### Supplied information
PR #1625, opened 2026-05-02
support op_add in CollectConstVarsPass

apolyakov:
This PR extends the `CollectConstVarsPass` compiler optimization to support the `+` operator (array union/addition) for constant expressions. This moves evaluation of constant `arr + arr` expressions from request execution time to kPHP initialization stage.

Implementation Details:
The optimization is currently limited to `arr + arr` case only. While the optimization would be safe for some other cases as well (the runtime handles type coercion), `K2` runtime's implementation of string addition requires `RuntimeContext` to be initialized (which is not initialized at the time of constant initialization stage). To ensure compatibility with both legacy and `K2` runtimes, we restrict this optimization to array addition only.

Example:
Before this change, an expression like `['a' => 1] + ['b' => 2]` would be evaluated on every request. After this change, it's evaluated once during initialization and stored as a constant variable.

### DIFF
--- a/compiler/pipes/collect-const-vars.cpp
+++ b/compiler/pipes/collect-const-vars.cpp
@@ -37,8 +37,6 @@ struct VertexVisitor {
       return Derived::on_string_build(v.as<op_string_build>());
     case op_define_val:
       return Derived::on_define_val(v.as<op_define_val>());
-    case op_var:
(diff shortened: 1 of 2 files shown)


PetrShumilov (approved):
OK

PR #1626, opened 2026-05-05
[k2] update k2-header.h

Shamzik:
This PR updates k2 header


apolyakov (changes requested):
Looks like you've forgotten to update `compiler/code-gen/files/init-scripts.cpp:300`

apolyakov (approved):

### Exercise prompt
In the material above, find each line that has the string "time" and return it.

### Solution below
This PR extends the `CollectConstVarsPass` compiler optimization to support the `+` operator (array union/addition) for constant expressions. This moves evaluation of constant `arr + arr` expressions from request execution time to kPHP initialization stage.
The optimization is currently limited to `arr + arr` case only. While the optimization would be safe for some other cases as well (the runtime handles type coercion), `K2` runtime's implementation of string addition requires `RuntimeContext` to be initialized (which is not initialized at the time of constant initialization stage). To ensure compatibility with both legacy and `K2` runtimes, we restrict this optimization to array addition only.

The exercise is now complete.